-- Activity --
Give the number of lines below with "desktop" in them, leaving out anything else.

-- Data provided --

_____

Issue #97, opened 2026-04-11
tinyagentos.com: remote desktop proxy at desktop.tinyagentos.com (phase 5)


jaylfc:
Single public URL — `desktop.tinyagentos.com` — that routes each authenticated web session to that user's linked TAOS controller over the Headscale mesh. The proxy is a thin Go service that: (1) terminates TLS at Caddy, (2) validates the incoming Kratos session cookie via `GET /sessions/whoami`, (3) looks up the account's bound controller node and its mesh IP in the orchestrator's `devices` table, and (4) forwards the WebSocket connection to `<mesh-ip>:7070` using the `platform-admin` Headscale identity.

_____

-- Result for this task --
2